_Task brief:_
Exactly as written, output each of the entries below.

_Data extract:_
▶

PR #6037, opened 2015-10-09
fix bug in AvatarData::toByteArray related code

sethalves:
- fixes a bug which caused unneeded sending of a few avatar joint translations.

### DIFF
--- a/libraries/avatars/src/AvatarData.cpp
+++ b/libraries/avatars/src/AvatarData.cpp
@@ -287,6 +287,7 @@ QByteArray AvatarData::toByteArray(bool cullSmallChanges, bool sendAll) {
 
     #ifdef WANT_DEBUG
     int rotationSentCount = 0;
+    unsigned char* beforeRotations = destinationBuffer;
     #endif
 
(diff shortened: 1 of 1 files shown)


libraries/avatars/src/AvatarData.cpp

◀

_Result of the task:_
PR #6037, opened 2015-10-09
fix bug in AvatarData::toByteArray related code

sethalves:
- fixes a bug which caused unneeded sending of a few avatar joint translations.

### DIFF
--- a/libraries/avatars/src/AvatarData.cpp
+++ b/libraries/avatars/src/AvatarData.cpp
@@ -287,6 +287,7 @@ QByteArray AvatarData::toByteArray(bool cullSmallChanges, bool sendAll) {
 
     #ifdef WANT_DEBUG
     int rotationSentCount = 0;
+    unsigned char* beforeRotations = destinationBuffer;
     #endif
 
(diff shortened: 1 of 1 files shown)


libraries/avatars/src/AvatarData.cpp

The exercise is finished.